Positivity-Preserving Truncated Euler-Maruyama Method for Generalized Ait-Sahalia Model

Positivity-Preserving Truncated Euler-Maruyama Method for Generalized Ait-Sahalia Model

In this article, we address the numerical challenge of approximating a stochastic differential equation (SDE) arising from financial modeling. The SDE exhibits explosive behavior due to a highly nonlinear drift coefficient and positivity-preserving requirements. We propose an explicit Euler-type scheme that unconditionally preserves the positivity of the original model, making it easily implementable and suitable for large-scale simulations. Our approach attains a mean-square convergence rate of order 0.5 in both non-critical and general critical cases. By using simple and intuitive language, we demystify complex concepts like blow-up, drift, diffusion, and positivity, providing an accessible understanding of the mathematical framework underlying financial modeling.

Introduction

Numerically approximating stochastic differential equations (SDEs) is a fundamental task in financial modeling, but it can be daunting when the SDE exhibits explosive behavior due to nonlinear drift coefficients or positivity-preserving requirements. In this article, we propose an explicit Euler-type scheme that addresses these challenges by preserving the positivity of the original model unconditionally, making it suitable for large-scale simulations.

The Key Challenge

The key challenge in approximating SDEs is handling blow-up, which occurs when the solution grows exponentially over time. This can happen when the drift coefficient is highly nonlinear or when there are positivity constraints on the solution. In financial modeling, these constraints arise from the assumption that asset prices follow a geometric Brownian motion with a positive and finite expected return.

The Proposed Method

To address the challenge of blow-up, we propose an explicit Euler-type scheme that uses a novel time discretization method. This method ensures that the solution remains positivity-preserving and avoids the need for tuning parameters, which are common in other methods. Our approach achieves a mean-square convergence rate of order 0.5 in both non-critical and general critical cases.

Why It Matters

Our proposed method is relevant to financial modelers who require a high degree of accuracy when simulating complex financial systems. By avoiding the curse of dimensionality, our approach can handle large datasets with ease, making it an attractive tool for applications such as risk management and portfolio optimization.

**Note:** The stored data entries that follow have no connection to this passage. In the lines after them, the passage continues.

Issue #287, opened 2020-04-03
exec_batch does not release GVL.


ioquatix:
```
#!/usr/bin/env ruby

require 'sqlite3'

Thread.new do
	while true
		sleep 0.1
		$stdout.write '.'
	end
end

s = "SELECT 1;"*500000
db = SQLite3::Database.new(':memory:')

sleep 1

$stdout.write '>'
db.execute_batch2(s)
$stdout.write '<'

sleep 1
```

Gives

```
koyoko% ./sqlite3.rb
..........>.<..........
```

Expected:

```
koyoko% ./sqlite3.rb
..........>............<..........
```

Or something to that effect.

cc @ko1 @tenderlove

tenderlove:
`execute_batch2` [calls back in to Ruby for each row](https://github.com/sparklemotion/sqlite3-ruby/blob/b98034d1fdaa94cd4ae76bbfa0ac56dd8dcc3cf5/ext/sqlite3/database.c#L731-L733).

We would have to unlock the GVL before calling `sqlite3_exec`, then re-acquire the lock each time we process a row.  AFAIK releasing / acquiring the lock isn't free, so this could slow down overall throughput (especially if done for every row).  On top of that, I don't think anyone actually uses this API, let alone in a multi-threaded application.  Another challenge is that SQLite3 is only [optionally thread safe](https://www.sqlite.org/threadsafe.html), so we would have to add conditionals around whether or not the release the GVL (and those conditionals would have to exactly match SQLite3 which lets you pick thread safetyness at compile and/or runtime).  Finally, if someone were actually using this method in a threaded environment, and we made a mistake with the GVL lock / unlock we could corrupt their data.

For the above reasons, (high risk, low reward) I'm not particularly motivated to fix this.  So if someone wants to try tackling it, that would be great.  Otherwise I'm going to wait for user demand.

ioquatix:
I think what you proposed is the correct approach as locking the VM is definitely the wrong approach. The overhead of the per-row lock is to be worn by the user of the interface and is a natural consequence of the GVL.

Sqlite3 should not be used on multiple threads IMHO, it should be a separate connection/instance per thread. Does that work?

tenderlove:
> I think what you proposed is the correct approach as locking the VM is definitely the wrong approach.

I don't understand? My proposal is to do nothing unless there is demand for the feature by people that use it.

tenderlove:
[...]

PR #458, opened 2024-01-07
Implement progress handler interface

fractaledmind:
This adds support for the [`progress_handler`](https://www.sqlite.org/c3ref/progress_handler.html) SQLite interface. Such a callback is useful as it allows for statement timeouts to be defined. For example, we could define a `statement_timeout=` method on the database instance like so:
```ruby
def statement_timeout=( milliseconds )
  timeout_seconds = milliseconds.fdiv(1000)

  progress_handler do
    now = Process.clock_gettime(Process::CLOCK_MONOTONIC)
    if @statement_timeout_deadline.nil?
      @statement_timeout_deadline = now + timeout_seconds
    elsif now > @statement_timeout_deadline
      next false
    else
      true
    end
  end
end
```

Note: I don't know C, so this PR was written using pattern matching (primarily on the `rb_sqlite3_busy_handler` and `busy_handler` methods), some Googling (for how to get the correct format for `rb_scan_args`), and ChatGPT (to explain what all of this C code was doing).

### DIFF
--- a/ext/sqlite3/database.c
+++ b/ext/sqlite3/database.c
@@ -237,6 +237,51 @@ static VALUE busy_handler(int argc, VALUE *argv, VALUE self)
   return self;
 }
 
+static int
+rb_sqlite3_progress_handler(void *ctx)
+{
+  VALUE self = (VALUE)(ctx);
+  VALUE handle = rb_iv_get(self, "@progress_handler");
+  VALUE result = rb_funcall(handle, rb_intern("call"), 0);
+
+  if (Qfalse == result) return 1;
+
+  return 0;
+}
+
+/* call-seq:
+ *    progress_handler([n]) { ... }
+ *    progress_handler([n,] Class.new { def call; end }.new)
+ *
+ * Register a progress handler with this database instance.
+ * This handler will be invoked periodically during a long-running query or operation.
+ * If the handler returns +false+, the operation will be interrupted; otherwise, it continues.
+ * The parameter 'n' specifies the number of SQLite virtual machine instructions between invocations.
+ * If 'n' is not provided, the default value is 1.
+ */
+static VALUE
+progress_handler(int argc, VALUE *argv, VALUE self)
+{
+  sqlite3RubyPtr ctx;
+  VALUE block, n_value;
+
+  TypedData_Get_Struct(self, sqlite3Ruby, &database_type, ctx);
+  REQUIRE_OPEN_DB(ctx);
+
+  rb_scan_args(argc, argv, "02", &n_value, &block);
+
+  int n = NIL_P(n_value) ? 1 : NUM2INT(n_value);
+  if(NIL_P(block) && rb_block_given_p()) block = rb_block_proc();
+
+  rb_iv_set(self, "@progress_handler", block);
+
+  sqlite3_progress_handler(
+      ctx->db, n, NIL_P(block) ? NULL : rb_sqlite3_progress_handler, (void *)self);
+
+  return self;
+}
+
+
 /* call-seq: last_insert_row_id
  *
  * Obtains the unique row ID of the last row to be inserted by this Database
@@ -854,6 +899,7 @@ void init_sqlite3_database(void)
   rb_define_method(cSqlite3Database, "changes", changes, 0);
   rb_define_method(cSqlite3Database, "authorizer=", set_authorizer, 1);
   rb_define_method(cSqlite3Database, "busy_handler", busy_handler, -1);
+  rb_define_method(cSqlite3Database, "progress_handler", progress_handler, -1);
   rb_define_method(cSqlite3Database, "busy_timeout=", set_busy_timeout, 1);
   rb_define_method(cSqlite3Database, "extended_result_codes=", set_extended_result_codes, 1);
   rb_define_method(cSqlite3Database, "transaction_active?", transaction_active_p, 0);
--- a/lib/sqlite3/database.rb
+++ b/lib/sqlite3/database.rb
@@ -124,6 +124,7 @@ module SQLite3
       @authorizer       = nil
       @encoding         = nil
       @busy_handler     = nil
+      @progress_handler = nil
       @collations       = {}
       @functions        = {}
       @results_as_hash  = options[:results_as_hash]
--- a/test/test_integration.rb
+++ b/test/test_integration.rb
@@ -470,7 +470,7 @@ class TC_Database_Integration < SQLite3::TestCase
 
   def test_transaction_implicit_rollback
     assert !@db.transaction_active?
-    @db.transaction 
+    @db.transaction
     @db.execute('create table bar (x CHECK(1 = 0))')
     assert @db.transaction_active?
     assert_raises( SQLite3::ConstraintException ) do
@@ -503,5 +503,57 @@ class TC_Database_Integration < SQLite3::TestCase
     result = @db.get_first_value( "select b from foo where a=? and b=?",
       [ 1, "foo" ] )
     assert_equal "foo", result
+  end
+
+  def test_progress_handler_used
+    progress_calls = []
+    @db.progress_handler do
+      progress_calls << nil
+      true
+    end
+    @db.execute "create table test1(a, b)"
+
+    assert_operator 1, :<, progress_calls.size
+  end
+
+  def test_progress_handler_opcode_arg
+    progress_calls = []
+    handler = Proc.new do
+      progress_calls << nil
+      true
+    end
+    @db.progress_handler(1, handler)
+    @db.execute "create table test1(a, b)"
+    first_count = progress_calls.size
+
+    progress_calls = []
+    @db.progress_handler(2, handler)
+    @db.execute "create table test2(a, b)"
+    second_count = progress_calls.size
+
+    assert_operator first_count, :>, second_count
+  end
+
+  def test_progress_handler_interrupts_operation
+    @db.progress_handler do
+      false
+    end
+
+    assert_raises(SQLite3::InterruptException) do
+      @db.execute "create table test1(a, b)"
+    end
+  end
+
+  def test_clear_handler
+    progress_calls = []
+    @db.progress_handler do
+      progress_calls << nil
+      true
+    end
+    @db.progress_handler(nil)
+
+    @db.execute "create table test1(a, b)"
+
+    assert_equal 0, progress_calls.size
   end
 end


fractaledmind:
[`cruby-x86_64-darwin-install (3.3)`](https://github.com/sparklemotion/sqlite3-ruby/pull/458#logs) timed out it seems. Can we rerun?

oldmoe:
+1 to adding the progress handler, maybe we need to make sure this doesn't explode if sqlite is omitting the progress handler in the compilation process

fractaledmind:
> +1 to adding the progress handler, maybe we need to make sure this doesn't explode if sqlite is omitting the progress handler in the compilation process

@oldmoe: Does c0d5144 resolve this issue do you think?

ext/sqlite3/database.c
```diff
@@ -251,6 +251,51 @@ busy_handler(int argc, VALUE *argv, VALUE self)
...
+
+  rb_scan_args(argc, argv, "02", &n_value, &block);
+
+  int n = NIL_P(n_value) ? 1 : NUM2INT(n_value);
+  if(NIL_P(block) && rb_block_given_p()) block = rb_block_proc();
+
+  rb_iv_set(self, "@progress_handler", block);
+
+  sqlite3_progress_handler(
+      ctx->db, n, NIL_P(block) ? NULL : rb_sqlite3_progress_handler, (void *)self);
```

Furthermore, by providing a simple and intuitive explanation of blow-up and other mathematical concepts, we demystify the underlying mathematics of financial modeling, making it more accessible to a broader audience.

Conclusion

In conclusion, we have proposed an explicit Euler-type scheme that addresses the numerical challenge of approximating SDEs with explosive behavior in financial modeling. By preserving the positivity of the original model unconditionally and attaining a high mean-square convergence rate, our approach provides a robust and efficient method for large-scale simulations. We hope that this article will contribute to the development of more accurate and accessible financial models, ultimately benefiting investors and policymakers alike.